- Assignment: Copy every line of the data that contains the string "muted".

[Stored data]
_ _ _ _

PR #39795, opened 2025-10-23
Sidebar manager

SaxonF:
This is the first step in introducing a generic sidebar space that Assistant, Inline Editor and Advisor will use. For this PR we are focusing on introducing sidebar-manager-state to manage sidebars, SidebarProvider to register these sidebars inc hotkey, and LayoutSidebar to render them. To start we migrate Assistant over to use this new sidebar manager which means removing all open/close logic out of the assistant state and any components that call it. 

To test:
-  Validate that Assistant can be toggled using top header button
- Validate Assistant can be toggled via cmd + i hotkey
- Validate all places we make use of Assistant across dashboard still open the Assistant


apps/studio/components/layouts/ProjectLayout/LayoutSidebar/index.tsx
```diff
@@ -0,0 +1,34 @@
+import { Fragment } from 'react'
+import { useSidebarManagerSnapshot } from 'state/sidebar-manager-state'
+import { ResizableHandle, ResizablePanel, cn } from 'ui'
+
+export const LayoutSidebar = () => {
+  const { activeSidebar } = useSidebarManagerSnapshot()
+
+  if (!activeSidebar) return null
+
```
charislam:
```suggestion
```

`activeSidebar?.component` will check for both

apps/studio/components/layouts/ProjectLayout/LayoutSidebar/index.test.tsx
```diff
@@ -0,0 +1,73 @@
...
+describe('LayoutSidebar', () => {
+  beforeEach(() => {
+    routerMock.setCurrentUrl('/projects/default')
+  })
+
+  afterEach(() => {
+    resetSidebarManagerState()
+    localStorage.clear()
+    vi.clearAllMocks()
+    routerMock.setCurrentUrl('/projects/default')
```
charislam: Does this need to be done in both `beforeEach` and `afterEach`?

apps/studio/components/layouts/ProjectLayout/LayoutSidebar/index.test.tsx
```diff
@@ -0,0 +1,73 @@
...
+}))
+
+const resetSidebarManagerState = () => {
+  Object.keys(sidebarManagerState.sidebars).forEach((id) => {
+    sidebarManagerState.unregisterSidebar(id)
+  })
+  sidebarManagerState.closeAll()
+}
+
+describe('LayoutSidebar', () => {
```
charislam, line 22: nice 😄

apps/studio/components/layouts/ProjectLayout/LayoutSidebar/LayoutSidebarProvider.tsx
```diff
@@ -0,0 +1,27 @@
...
+  useRegisterSidebar(SIDEBAR_KEYS.AI_ASSISTANT, () => <AIAssistant />, {}, 'i')
+
+  const router = useRouter()
+  const { openSidebar } = useSidebarManagerSnapshot()
+
+  // Handle sidebar URL parameter
+  useEffect(() => {
+    if (!router.isReady) return
+
+    const sidebarParam = router.query.sidebar
```
charislam, line 20: Ideally we would have enum validation on this, but can do without for now

apps/studio/components/layouts/ProjectLayout/ProjectLayout.tsx
```diff
@@ -227,25 +216,9 @@ export const ProjectLayout = forwardRef<HTMLDivElement, PropsWithChildren<Projec
...
-                        'w-screen h-[100dvh]',
-                        'md:absolute md:h-auto md:w-3/4',
-                        'xl:relative xl:border-l-0'
-                      )}
-                    >
-                      <AIAssistant className="w-full h-[100dvh] md:h-full max-h-[100dvh]" />
-                    </ResizablePanel>
-                  </>
-                )}
+                <LayoutSidebarProvider>
```
charislam, line 218: so much cleaner 🤩

apps/studio/components/ui/AIAssistantPanel/AIAssistant.tsx
```diff
@@ -457,11 +460,13 @@ export const AIAssistant = ({ className }: AIAssistantProps) => {
         },
       ]}
     >
-      <div className={cn('flex flex-col h-full', className)}>
+      <div
+        className={cn('flex flex-col h-full w-full h-[100dvh] md:h-full max-h-[100dvh]', className)}
```
charislam: I think the `h-[100dvh]` is clobbering the `h-full` here?

apps/studio/state/sidebar-manager-state.tsx
```diff
@@ -0,0 +1,189 @@
...
+  onClose?: () => void
+}
+
+type ManagedSidebar = SidebarHandlers & {
+  id: string
+  component: () => ReactNode | undefined
+}
+
+type SidebarManagerData = {
+  sidebars: Partial<Record<string, ManagedSidebar>>
```
charislam, line 17: Ideally we should have an enum for this instead of string, but not critical

apps/studio/state/sidebar-manager-state.tsx
```diff
@@ -0,0 +1,189 @@
...
+const createSidebarManagerState = () => {
+  const state: SidebarManagerState = proxy({
+    ...INITIAL_SIDEBAR_MANAGER_DATA,
+
+    registerSidebar(
+      id: string,
+      component: () => ReactNode | undefined,
+      handlers: SidebarHandlers = {}
+    ) {
+      const existing = state.sidebars[id]
```
charislam:
```suggestion
      const existing = !!state.sidebars[id]
```

nit: only used to check existence, so this will make intention clearer

apps/studio/state/sidebar-manager-state.tsx
```diff
@@ -0,0 +1,189 @@
...
+      state.sidebars[id] = {
+        id,
+        component,
+        ...handlers,
+      }
+
+      const panel = state.sidebars[id]
+      if (!panel) return
```
charislam: by this point, it should be impossible for `panel` to be falsy, iinw

apps/studio/state/sidebar-manager-state.tsx
```diff
@@ -0,0 +1,189 @@
...
+
+      if (state.activeSidebar?.id === id) {
+        panel.onOpen?.()
+      } else if (!existing) {
+        panel.onClose?.()
```
charislam: out of curiosity, what case is this catching? under what circumstances is it possible for this to be open if it didn't exist before?

apps/studio/state/sidebar-manager-state.tsx
```diff
@@ -0,0 +1,189 @@
...
+      panel.onClose?.()
+      state.activeSidebar = undefined
+      return
+    },
+
+    isSidebarOpen(id: string) {
+      return state.activeSidebar?.id === id
+    },
+
+    closeAll() {
```
charislam: This name is a little misleading IMO. `closeAll` suggests it's possible for more than one to be open, but IIUC only one can be open, and this closes it. Maybe `closeCurrent`?

charislam (commented):
Really nice! Liking how clean this will be. Pushed a tiny commit to add a missing `openSidebar` on the new homepage.

apps/studio/state/sidebar-manager-state.tsx
SaxonF: @charislam curious how you would approach this. I was hoping to keep sidebar-manager-state unaware of which sidebars are making use of it but would be nice to enforce. Make use of sidebar keys from provider?

charislam: Good point, maybe it needs to be generic and then you provide the keys when you call it? Like `createSidebarManager<SidebarKeys>()`. Then the actual creation call, and the snapshots, could be moved up to the provider level, which knows what the keys are.

Not a big deal either way, just a possibility

charislam (approved):

PR #39797, opened 2025-10-23
Fix region empty after selecting cloud provider

joshenlim:
## Context

Switching cloud providers in the new project page causes the region field to be empty

Realised this was happening as `useOrganizationAvailableRegionsQuery` was a static value depdning on `defaultProvider` for its `cloudProvider` parameter.

Separately the new project page has gotten rather big and complex so I'll look into separately to refactor that page into smaller components

## To test

- [ ] Verify that changing cloud providers should update the db region as per what's returned in the `useOrganizationAvailableRegionsQuery` (i don't think there's any difference from the API atm)
- [ ] Verify that you can create a new project


alaister (approved):
LGTM!

PR #43478, opened 2026-03-06
[FE-2158] (part 2) – feat(studio): Add exposed functions config to Postgrest settings

alaister:
**Changes:**
- Add function exposure controls to Data API settings
- Adds a per-function GRANT/REVOKE UI to the Data API settings page, alongside the existing table selector.
- Empty state: shows "No tables/functions available" instead of "0 of 0 X exposed" when there's nothing to show
- Renamed update-exposed-tables-mutation → update-exposed-entities-mutation to handle both tables and functions in one save
                                                                                                                                                                                                      
**Decisions of note:**
- Functions are grouped by schema.name across overloads — toggling one entry grants/revokes `EXECUTE` on all overloads
- Only normal and window functions are shown (`prokind in ('f', 'w')`) — triggers and aggregates are excluded

---

**To test:**

- Table and schema selectors still works end-to-end
- Toggling a function and saving updates the count label and applies the grant (check via SQL Editor: select * from information_schema.role_routine_grants where routine_schema = 'public')
- Functions in unexposed schemas are dimmed and unclickable
- With no functions in the selected schemas, the selector label reads "No functions available" and the dropdown shows the same


apps/studio/data/privileges/update-exposed-entities-mutation.ts
```diff
@@ -0,0 +1,134 @@
...
+import { getExposedSchemasSql } from './privileges.sql'
+
+export type UpdateExposedEntitiesVariables = ConnectionVars & {
+  tableIdsToAdd: number[]
+  tableIdsToRemove: number[]
+  functionNamesToAdd: string[]
+  functionNamesToRemove: string[]
+}
+
+const buildTablePrivilegesSql = (oids: number[], action: 'grant' | 'revoke') => {
```
joshenlim: similar feedback to the previous PR - these could be in `privileges.sql.ts`

apps/studio/components/interfaces/Settings/API/ExposedFunctionSelector.tsx
```diff
@@ -0,0 +1,310 @@
...
+  )
+
+  useEffect(() => {
+    if (!isPending && !isFetching && entry?.isIntersecting && hasNextPage && !isFetchingNextPage) {
+      fetchNextPage()
+    }
+  }, [entry?.isIntersecting, hasNextPage, isFetching, isFetchingNextPage, isPending, fetchNextPage])
+
+  return (
+    <div className={className}>
```
joshenlim: similar feedback to previous PR - this div and className seems unnecessary (unused)

apps/studio/components/interfaces/Settings/API/ExposedFunctionSelector.tsx
```diff
@@ -0,0 +1,310 @@
...
+      <Popover_Shadcn_ open={open} onOpenChange={setOpen} modal={false}>
```
joshenlim: also same feedback to previous PR - any reason why we aren't using the MultiSelector component?

apps/studio/components/interfaces/Settings/API/ExposedFunctionSelector.tsx
```diff
@@ -0,0 +1,310 @@
...
+                                          'shrink-0 flex items-center justify-center hover:text-foreground-light',
+                                          isCustomNeutral && isSchemaExposed
+                                            ? 'text-warning'
+                                            : 'text-foreground-muted'
+                                        )}
+                                      >
+                                        <CircleAlert size={14} />
+                                      </div>
+                                    </TooltipTrigger>
+                                    <TooltipContent
```
joshenlim: one thing to note for this one - i've got a function here that i created via the dashboard
which makes me wonder if all functions created via the dashboard will have this tooltip - which makes it look concerning at first glance (also because of the warning style)

am also wondering why functions created via the dashboard will be labelled as `custom` + why isn't it currently exposed if `public` schema is exposed? Will users need to manually exposed tables + functions after creating them via the dashboard ?
Image

apps/studio/components/interfaces/Settings/API/ExposedFunctionSelector.tsx
```diff
@@ -0,0 +1,310 @@
...
+                                        type="button"
+                                        tabIndex={-1}
+                                        aria-label="Schema not exposed"
+                                        className="inline-flex items-center text-foreground-muted hover:text-foreground-light"
+                                      >
+                                        <Info size={14} />
+                                      </button>
+                                    </TooltipTrigger>
+                                    <TooltipContent side="right" className="max-w-[320px] text-xs">
+                                      {`The schema "${fn.schema}" must be exposed before enabling this function.`}
```
joshenlim: very very nit but don't need to use `{}` for string interpolation here

apps/studio/components/interfaces/Settings/API/ExposedFunctionSelector.tsx
joshenlim: There's also a consistency thing here whereby the warning style goes away if i click on the option twice (toggle on and off)

https://github.com/user-attachments/assets/412aa309-129e-4e76-8fd1-72f98c4f5d53

joshenlim: the double tooltip here is also a bit trippy haha

i think we can prioritize the schema warning one, and if that one's not applicable then render the custom grant one instead - so keep to just one tooltip

Image

apps/studio/components/interfaces/Settings/API/PostgrestConfig.tsx
```diff
@@ -223,6 +238,8 @@ export const PostgrestConfig = () => {
   const watchedDbSchema = form.watch('dbSchema')
   const watchedTableIdsToAdd = form.watch('tableIdsToAdd')
   const watchedTableIdsToRemove = form.watch('tableIdsToRemove')
+  const watchedFunctionNamesToAdd = form.watch('functionNamesToAdd')
```
ivasilov: You should use `useWatch_shadcn_` here, `form.watch` is not reactive (doesn't trigger a rerender).

apps/studio/data/privileges/update-exposed-entities-mutation.ts
```diff
@@ -0,0 +1,134 @@
...
+export const useUpdateExposedEntitiesMutation = ({
+  onSuccess,
+  onError,
+  ...options
+}: Omit<
+  UseCustomMutationOptions<UpdateExposedEntitiesData, Error, UpdateExposedEntitiesVariables>,
+  'mutationFn'
+> = {}) => {
+  return useMutation<UpdateExposedEntitiesData, Error, UpdateExposedEntitiesVariables>({
+    mutationFn: (vars: UpdateExposedEntitiesVariables) => updateExposedEntities(vars),
```
ivasilov, line 63: Shouldn't this invalidate postgrest config?

alaister: The invalidation is handled separately all in one go in PostgrestConfig -> onSubmit. If each handles it's own, the UX feels very jank

apps/studio/components/interfaces/Settings/API/ExposedFunctionSelector.tsx
alaister: How did you create your function via the dashboard and which version of postgres are you on? The functions I create from the dashboard are exposed by default.

> There's also a consistency thing here...

If you notice the tooltip actually changes after you select/deselect the table telling you what it's going to do, which is also why it doesn't go back to the default state. The user can hit cancel if they want to keep it in its current state. Do you think this is too confusing though?

> the double tooltip here is also a bit trippy haha

Fixed by shifting one of the tooltips to the left!

pgnickb (approved):
Mostly minor optimizations to SQL can be done, similar to the previous PR. Didn't find any real issues.

apps/studio/components/interfaces/Settings/API/ExposedTableSelector.tsx
```diff
@@ -92,197 +90,193 @@ export const ExposedTableSelector = ({
   }, [entry?.isIntersecting, hasNextPage, isFetching, isFetchingNextPage, isPending, fetchNextPage])
 
   return (
-    <div className={className}>
```
alaister, line 95: Just removing this className, no other changes here

apps/studio/components/interfaces/Settings/API/ExposedFunctionSelector.tsx
joshenlim: > How did you create your function via the dashboard and which version of postgres are you on? The functions I create from the dashboard are exposed by default.

Mentioned in Slack but replying here for visibility too - it happened when I used my database function in an auth hook and thereafter disabled the auth hook

> Do you think this is too confusing though?

hmm from a UX POV i think its a little confusing - this is kind of a "toggle" behaviour when i click on the select item, then click on it again - would expect the behaviour to revert to its original. The nuance between the states is also very subtle to catch (being hidden behind a tooltip)

> Fixed by shifting one of the tooltips to the left

it's still weird though seeing 2 icon circles 😅  I reckon we only show one at a time - with the schema tooltip taking precedence over custom grants
image

Separately as well ^ just wondering are we manually applying an opacity-50? the disabled state is quite hard to see (AAA contrast is quite low) - so the tooltips are easy to miss too

joshenlim (approved):
Approving to unblock - given that the changes here are feature flagged

There's some comments that I reckon will still need to be addressed nonetheless [here](https://github.com/supabase/supabase/pull/43478#discussion_r2910699499) - but we can follow up separately, keep the PRs small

_ _ _ _

- Problem solution:
+                                            : 'text-foreground-muted'
+                                        className="inline-flex items-center text-foreground-muted hover:text-foreground-light"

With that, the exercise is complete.